Rio - O juiz Bruno Monteiro Ruliere, da 1ª Vara de Saquerema, acusado de ofender o sargento André Fernarreti será investigado pela Corregedoria Geral da Justiça (CGJ). A nota oficial foi encaminhada agora há pouco ao DIA Online. Como foi publicado nesta quarta-feira, com exclusividade, um vídeo mostra a confusão envolvendo o magistrado e o sargento no posto 9, em Ipanema, no último domingo.

O caso foi registrado como desacato e lesão corporal na 14ª DP (Leblon) e encaminhado ao 4º Juizado Especial Criminal. O DIA Online procurou a assessoria de imprensa do Tribunal de Justiça mas, até o momento, o magistrado não se pronunciou.
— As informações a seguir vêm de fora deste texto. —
PR #9270, opened 2021-05-10
fix(types): pin to `@types/webpack-dev-middleware` 4.1.2

### LINKED ISSUE #9268: [2.15.5] Rule can only have one resource source
I have upgraded nuxt to v.2.15.5. I'm using Node v14 :

```
 ERROR  Rule can only have one resource source (provided resource and test + include + exclude) in {                        11:48:55  
  "use": [
    {
      "loader": "C:\\Users\\xxx\\xxx\\node_modules\\babel-loader\\lib\\index.js",
      "options": {
        "configFile": false,
        "babelrc": false,
        "cacheDirectory": true,
        "envName": "client",
        "presets": [
          [
            "C:\\Users\\xxx\\xxx\\node_modules\\@nuxt\\babel-preset-app\\src\\index.js",
            {
              "corejs": {
                "version": 3
              }
            }
          ]
        ]
      },
      "ident": "clonedRuleSet-4[0].rules[0].use[0]"
    }
  ]
}

  "use": [
  {
  "loader": "C:\\Users\\xxx\\xxx\\node_modules\\babel-loader\\lib\\index.js",
  "options": {
  "configFile": false,
  "babelrc": false,
  "cacheDirectory": true,
  "envName": "client",
  "presets": [
  [
  "C:\\Users\\xxx\\xxx\\node_modules\\@nuxt\\babel-preset-app\\src\\index.js",
  {
  "corejs": {
  "version": 3
  }
  }
  ]
  ]
  },
  "ident": "clonedRuleSet-4[0].rules[0].use[0]"
  }
  ]
  }
  at checkResourceSource (node_modules\@nuxt\webpack\node_modules\webpack\lib\RuleSet.js:167:11)
  at Function.normalizeRule (node_modules\@nuxt\webpack\node_modules\webpack\lib\RuleSet.js:198:4)
  at node_modules\@nuxt\webpack\node_modules\webpack\lib\RuleSet.js:110:20
  at Array.map (<anonymous>)
  at Function.normalizeRules (node_modules\@nuxt\webpack\node_modules\webpack\lib\RuleSet.js:109:17)
  at new RuleSet (node_modules\@nuxt\webpack\node_modules\webpack\lib\RuleSet.js:104:24)
  at new NormalModuleFactory (node_modules\@nuxt\webpack\node_modules\webpack\lib\NormalModuleFactory.js:115:18)
  at Compiler.createNormalModuleFactory (node_modules\@nuxt\webpack\node_modules\webpack\lib\Compiler.js:636:31)
  at Compiler.newCompilationParams (node_modules\@nuxt\webpack\node_modules\webpack\lib\Compiler.js:653:30)
  at Compiler.compile (node_modules\@nuxt\webpack\node_modules\webpack\lib\Compiler.js:661:23)
  at node_modules\@nuxt\webpack\node_modules\webpack\lib\Watching.js:77:18
  at AsyncSeriesHook.eval [as callAsync] (eval at create (node_modules\@nuxt\webpack\node_modules\tapable\lib\HookCodeFactory.js:33:10), <anonymous>:42:1)
  at AsyncSeriesHook.lazyCompileHook (node_modules\@nuxt\webpack\node_modules\tapable\lib\Hook.js:154:20)
  at Watching._go (node_modules\@nuxt\webpack\node_modules\webpack\lib\Watching.js:41:32)
  at node_modules\@nuxt\webpack\node_modules\webpack\lib\Watching.js:33:9
  at Compiler.readRecords (node_modules\@nuxt\webpack\node_modules\webpack\lib\Compiler.js:529:11)
```

danielroe:
* avoid webpack 5 being inserted in project

## Types of changes

## Description
`@types/webpack-dev-middleware` added dependency on webpack 5 in [patch release (4.1.3)](https://unpkg.com/browse/@types/webpack-dev-middleware@4.1.3/package.json).

closes https://github.com/nuxt/nuxt.js/issues/9268

## Checklist:

### DIFF
--- a/packages/types/package.json
+++ b/packages/types/package.json
@@ -27,7 +27,7 @@
     "@types/terser-webpack-plugin": "^4.2.1",
     "@types/webpack": "^4.41.28",
     "@types/webpack-bundle-analyzer": "^3.9.3",
-    "@types/webpack-dev-middleware": "^4.1.2",
+    "@types/webpack-dev-middleware": "4.1.2",
     "@types/webpack-hot-middleware": "^2.25.4",
     "sass-loader": "^10.1.1"
   },
--- a/yarn.lock
+++ b/yarn.lock
@@ -2584,7 +2584,7 @@
   dependencies:
     "@types/webpack" "^4"
 
-"@types/webpack-dev-middleware@^4.1.2":
+"@types/webpack-dev-middleware@4.1.2":
   version "4.1.2"
   resolved "https://registry.npmjs.org/@types/webpack-dev-middleware/-/webpack-dev-middleware-4.1.2.tgz#c683adc6a44d0b66e98f1932ab33d1c32d558142"
   integrity sha512-SxXzPCqeZ03fJ2dg3iD7cSXvqZymmS5/2GD9fANRcyWN7HYK1H3ty6q7IInXZKvPrdUqij831G3RLIeKK6aGdw==


clarkdo (approved):

rchl:
I think this should be fixed in `@types` (eventually).

There was a followup change there that claimed to restore the webpack 4 compatibility but I'm not sure if it succeeded. I've asked a question there: https://github.com/DefinitelyTyped/DefinitelyTyped/pull/52863

pi0:
@rchl Indeed. It was a kind of an essential hotfix since npm users were broken. All types are now pinned to the exact version to avoid the same regression happening also from 2.16 we probably start rolling up all types this way don't need to depend on actual dependencies for types only package.

rchl:
Interesting to hear that you've pinned all dependencies. That could end up badly though, I would think. Could easily end up project using multiple versions of types which would result in errors. Just a thought...

pi0:
It depends in pm behavior but @nuxt/types at least exports expected types (based on expected dependency versions). We usually have to deal with this tradeoffs in a  meta fromwork like nuxt (and specially nuxt2 that is depending on not latest versions)

rchl:
> (also i think typescript is not instance based. Two compatible interfaces would work together unless being extended)

But Typescript would fail if two different versions of type definitions would be loaded in the project due to type redefinition.

In any case, we can just wait and see if there are any issues with that.

pi0:
> But Typescript would fail if two different versions of type definitions would be loaded in the project due to type redefinition.

That's why rolling-up is planned :D

rchl:
I'm not sure I understand what "rolling-up" means but I'm thinking about local development so not sure if that's relevant.

To be clear, I'm thinking about a case like:
1. `@nuxt/types` installs dependency `@types/foo` with pinned version.
2. The user installs dependency `@types/bar` that depends on `@types/foo` in a different version
=> types re-definition issue

pi0:
Bundling 3rd party types :) Then this won't happen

Na delegacia, ele alegou que foi agredido com dois socos pelo militar e lhe deu voz de prisão para que ele fosse levado à DP.

Entenda o caso

As imagens, sem aúdio, mostram Ruliere entrando no posto 9 com mais dois amigos. O motivo seria porque a namorada de Fábio Pastor, um dos que acompanham o juiz, teria sido agredida por uma funcionária do local. A discussão teria começado por causa do uso do banheiro. Após o trio cercar uma das funcionárias, uma delas chama os guarda-vidas. 
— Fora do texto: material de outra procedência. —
PR #9280, opened 2021-05-11
feat(config): support `nuxtrc` in dist directory

danielroe:
## Types of changes

## Description
One major weakness of `buildModules` is that they can't manipulate runtime Nuxt configuration (for example, by injecting a runtime module into the Nuxt config), leaving the invidious choice of having to be installed as a module, asking a user to manually add runtime configuration or other non-optimal choice.

This PR allows manipulation of `nuxt.config` by placing a `nuxtrc` file within the `.nuxt/dist` directory.

## Checklist:


pi0 (dismissed):

packages/config/src/load.js
```diff
@@ -88,10 +88,13 @@ export async function loadNuxtConfig ({
...
 
   // Load Combine configs
-  // Priority: configOverrides > nuxtConfig > .nuxtrc > .nuxtrc (global)
+  // Priority: configOverrides > nuxtConfig > .nuxt/dist/.nuxtrc > .nuxtrc > .nuxtrc (global)
+  const dev = configOverrides.dev ?? options.dev ?? configContext.dev
+  const buildDir = configOverrides.buildDir ?? options.buildDir ?? configContext.buildDir ?? '.nuxt'
   options = defu(
     configOverrides,
     options,
+    !dev ? rc.read({ name: '.nuxtrc', dir: path.resolve(buildDir, 'dist') }) : {},
```
pi0, line 97: One edge case of using dotfiles in `dist` is previously (during the time was using [name] in assets) we had lots of reports that CI/CD pipeline is ignoring them for deployment. It might be probably safer to use `nuxtrc` (not `.nuxtrc`)

clarkdo (approved):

Uma nova discussão tem início entre Fernarreti e Ruliere, este aparentando estar exaltado. Quando o guarda-vidas sobe as escadas, o magistrado vai atrás e o encara. Logo depois, Fernarreti desfere dois socos em Ruliere, que desce as escadas e sai do posto, retornando segundos mais tarde e subindo a escada novamente.

"O juiz estava agindo ali com abuso e além do limite de suas responsabilidades", disse o vereador Marcio Garcia (PR), que presta assessoria jurídica aos bombeiros no caso. "Estou acompanhando tudo para garantir que eles tenham o direito de se defender e evitar que ele (Ruliere) tenha algum privilégio, pois é filho de um desembargador. Tentaram arrastar uma das funcionárias e os guarda-vidas foram ver o que estava acontecendo. Não é porque alguém é juiz que pode arrumar briga com todo mundo", relatou Garcia ao DIA.

O magistrado relatou, em depoimento, que foi impedido de entrar no posto pelos funcionários e se identificou como juiz. Após a confusão com o sargento, Ruliere deu-lhe voz de prisão e acionou dois policiais militares. Segundo ele, André ainda lhe desferiu outro soco pois não queria ir para a delegacia. André informou aos policiais ter sido ofendido diversas vezes pelo magistrado que, irritadiço, o mandou se f#% e ainda tentou lhe dar uma cabeçada.